What is being asked: Copy out again, unchanged, the listing below from the line that has "Discovered while debugging" through the line that has "and all-empty case.".
==== Exercise input
PR #663, opened 2026-05-18
fix(registry): fall back to manifest description, name offending entry on parse error

### LINKED ISSUE #661: Catalog entry `lawhub` has empty description, breaks `printing-press list`
## Repro

```
$ npx -y @mvanhorn/printing-press list
registry entry missing string field: description
```

The command exits with no entries listed. The error is repeatable on a fresh `npx` invocation.

## Cause

`registry.json` contains one entry whose `description` field is the empty string:

```
$ curl -s https://raw.githubusercontent.com/mvanhorn/printing-press-library/main/registry.json \
    | python3 -c "import json,sys; d=json.load(sys.stdin); \
        bad=[e for e in d['entries'] if not e.get('description')]; \
        print(len(bad), bad)"
1 [{'name': 'lawhub', 'category': 'legal', 'description': '', ... 'path': 'library/education/lawhub', ...}]
```

The `lawhub` entry under `library/education/lawhub` has `description: ""`. Every other entry (128 of 129 as of `schema_version: 2` at HEAD) has a non-empty description.

The CLI's parser treats `description` as a required non-empty string field and aborts on the first violation — so a single bad row stops the entire `list` output. Users see "registry entry missing string field: description" with no clue which entry caused it or how many other entries are intact.

## Fix

One-line fix is to populate `lawhub`'s description with a real summary of what the CLI does (similar shape to peer entries — see `linear`'s description for a model).

If empty descriptions should remain valid (e.g., during a work-in-progress catalog PR), the CLI's parser could either skip the offending entry and continue OR include the entry name in the error message so the failing row is identifiable from the CLI output alone.

I'd lean fix-the-entry, since the empty string is more likely an oversight than intent. The "name the offending entry in the error" change is worth keeping in mind regardless — surfacing which row failed makes future occurrences self-diagnosing.

## Surrounding context

Discovered while debugging an Aileron install path that fetches the catalog to drive `aileron pp add <name>`. Aileron's installer reads the JSON directly and doesn't trip on this (every other entry parses), but the `printing-press list` UX is the natural way for a user to browse the catalog before installing — having it return zero entries because of one stale row is a sharp paper cut.

ALRubinger:
## Summary

- Extend the registry generator's description sourcing chain to fall back to `.printing-press.json`'s `description` field when both the existing `registry.json` value and the `.goreleaser.yaml` brews description are empty. This fixes the `lawhub` entry that ships with `description: ""` because lawhub is the only CLI in the catalog without a `brews:` block in its `.goreleaser.yaml`, and its manifest carries a perfectly good description that the generator simply wasn't reading.
- Surface the offending entry name in the npm parser's "missing string field" errors. With 129 entries in the live registry, an anonymous `registry entry missing string field: description` was a process-of-elimination diagnosis; `registry entry 'lawhub' missing string field: description` is one line of output.

Fixes #661.

## Why two changes

The reporter recommended fix-the-entry as the primary path and called out the error-naming improvement as defense in depth ("worth keeping in mind regardless — surfacing which row failed makes future occurrences self-diagnosing"). Both are small, isolated, and address different layers of the same paper cut.

## What does NOT change

- `registry.json` and `cli-skills/**` are bot-regenerated post-merge; not in the PR diff (the `Fail on changes to generated artifacts` step in `verify-library-conventions.yml` would hard-fail otherwise). The `generate-registry.yml` workflow will pick up the new generator logic on the merge commit and populate `lawhub`'s description automatically.
- No source-of-truth edits to lawhub's manifest — its description was already there.

## Test plan

- [x] `go test ./tools/generate-registry/...` — new `TestRegistryDescriptionManifestFallback` covers the third-tier fallback, brews-over-manifest precedence, and all-empty case.
- [x] `npm test` — new cases pin both the named-entry error format and the anonymous-fallback when `name` itself is missing. 50/50 pass.
- [x] Ran `GO111MODULE=off go run ./tools/generate-registry/main.go --print` locally and confirmed lawhub's description now populates from its manifest, no other entries change.


tmchow:

tmchow:
Hey @ALRubinger, this PR has merge conflicts. Mind taking another pass? If you've hit a blocker or want to hand it off, just leave a note. Otherwise I'll close it for inactivity in about 2 days, happy to reopen anytime.

tmchow:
========
Task answer:
Discovered while debugging an Aileron install path that fetches the catalog to drive `aileron pp add <name>`. Aileron's installer reads the JSON directly and doesn't trip on this (every other entry parses), but the `printing-press list` UX is the natural way for a user to browse the catalog before installing — having it return zero entries because of one stale row is a sharp paper cut.

ALRubinger:
## Summary

- Extend the registry generator's description sourcing chain to fall back to `.printing-press.json`'s `description` field when both the existing `registry.json` value and the `.goreleaser.yaml` brews description are empty. This fixes the `lawhub` entry that ships with `description: ""` because lawhub is the only CLI in the catalog without a `brews:` block in its `.goreleaser.yaml`, and its manifest carries a perfectly good description that the generator simply wasn't reading.
- Surface the offending entry name in the npm parser's "missing string field" errors. With 129 entries in the live registry, an anonymous `registry entry missing string field: description` was a process-of-elimination diagnosis; `registry entry 'lawhub' missing string field: description` is one line of output.

Fixes #661.

## Why two changes

The reporter recommended fix-the-entry as the primary path and called out the error-naming improvement as defense in depth ("worth keeping in mind regardless — surfacing which row failed makes future occurrences self-diagnosing"). Both are small, isolated, and address different layers of the same paper cut.

## What does NOT change

- `registry.json` and `cli-skills/**` are bot-regenerated post-merge; not in the PR diff (the `Fail on changes to generated artifacts` step in `verify-library-conventions.yml` would hard-fail otherwise). The `generate-registry.yml` workflow will pick up the new generator logic on the merge commit and populate `lawhub`'s description automatically.
- No source-of-truth edits to lawhub's manifest — its description was already there.

## Test plan

- [x] `go test ./tools/generate-registry/...` — new `TestRegistryDescriptionManifestFallback` covers the third-tier fallback, brews-over-manifest precedence, and all-empty case.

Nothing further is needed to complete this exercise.